----- Records provided

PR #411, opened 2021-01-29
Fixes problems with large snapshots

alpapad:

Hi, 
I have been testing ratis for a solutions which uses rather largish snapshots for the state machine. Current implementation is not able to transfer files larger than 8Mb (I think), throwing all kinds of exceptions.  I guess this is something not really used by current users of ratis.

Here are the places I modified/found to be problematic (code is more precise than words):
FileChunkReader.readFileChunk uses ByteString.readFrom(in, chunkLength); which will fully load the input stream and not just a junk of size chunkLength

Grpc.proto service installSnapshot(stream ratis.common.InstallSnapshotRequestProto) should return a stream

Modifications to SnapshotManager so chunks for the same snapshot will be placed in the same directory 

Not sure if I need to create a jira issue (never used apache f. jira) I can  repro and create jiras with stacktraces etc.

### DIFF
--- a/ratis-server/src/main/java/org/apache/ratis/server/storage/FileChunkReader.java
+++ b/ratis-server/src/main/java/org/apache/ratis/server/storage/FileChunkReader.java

----------

> _Work to complete_:
Lines above that have "will": copy each of them.

> _Solution to this problem_:
FileChunkReader.readFileChunk uses ByteString.readFrom(in, chunkLength); which will fully load the input stream and not just a junk of size chunkLength
Modifications to SnapshotManager so chunks for the same snapshot will be placed in the same directory 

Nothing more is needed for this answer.